# What I learn from my tort, Homer.



## Homerist (Jan 1, 2011)

Hi people, 

I have a Star juvenile, for coming a year. he is rather on the shy side so I normally see him asleep most of the time.
There were days where he was more active and adventurous, exploring his home and his surrounding but for most part he hides his head when I stand up or my hand comes too close.

But there is one thing that will make him a brave soul, FOOD!
When he has his sight on the mazuri, greens, cactus plant, etc. he will march towards them without fear. He's driven, single-mindedness, relentless, determine and no manners! ahaha.

This observation this morning enlighten me on something. Which is when we have our goal(s) clearly in sight(mind), we are unstoppable.
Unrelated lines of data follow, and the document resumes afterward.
PR #5256, opened 2021-11-12
Prepare release 3.2.0

dlpierce:
@samvera/hyrax-code-reviewers


no-reply (approved):
i think we should aim to adjust the release notes to look a bit more like the other recent ones: emphasizing changes that are most likely to be meaningful to adopters, and moving straight refactors and dev env/ci/chart changes toward the bottom.

let's do get the release out the door, though.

So on the second day of the new year, I wish everyone here in tortoiseforum and their love ones, a driven and determine year. Do the best towards your dreams and goals.

=)


----------



## onarock (Jan 1, 2011)

Here, here, cheers!
what kind of star?


----------



## scuseme (Jan 1, 2011)

Ha! Appropriate analogy. Thanks for the insight and the well wishes.


----------



## Homerist (Jan 2, 2011)

onarock said:


> Here, here, cheers!
> what kind of star?



Hi onarock,

mine's an indian star


----------



## turtletania (Jan 2, 2011)

Thanks for sharing. Makes me looks at my Indian Stars differently. hehehe


----------